Edited By Hans-Georg Soeffner and Dariuš Zifonun
In situations of change, individuals as well as social groups mobilize rituals to reaffirm a sense of identity. Usually thinking of rituals as fixed sets of symbolic behaviour, handed down through generations, migration forces a fresh look at rituals: that they are open to change and adjustment as well as means of social transformation. The authors show the challenge of the transformation of symbolic behaviour for those who experience spatial and social change. They emphasise that ritual change is also common when cultures become intercultural.
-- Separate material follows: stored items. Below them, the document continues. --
PR #497, opened 2016-09-28
Fine-tune Cinderella version check for animation speed

gagern:
The Cinderella export change to include accuracy as part of the speed value was first included in build 1875, so files created from that or later versions should not halve their speed even if the accuracy got manually removed after exportin the file.


kortenkamp:
Makes sense!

Intercultural Stereotypes: Ethnic Inequality as a System of Social Order in the Soccer Milieu
1. Soccer, Ethnicity, and Stratification
Soccer can be described as a world where various systems of social order overlap – moral, ethnic, legal, economic, and that of sports. This paper will focus on the aspect of ethnic inequality as a system of order that permeates other systems of social order. It is concerned with the nature of ethnic differences in the world of soccer. I will argue that those differences are not properly understood strictly along the lines of the horizontal coexistence between different ethnic groups but must be interpreted in terms of a vertical system of stratification. At the heart of the symbolic system of classification in the world of soccer is the stereotype of the ‘more hot-blooded southerner.’ I will explore the stereotype’s connotations of meaning, trace the various ways that it is used in communication, show how it relates to other ethnic attributions, and, finally, describe the socio-structural conditions in which such stereotyping occurs.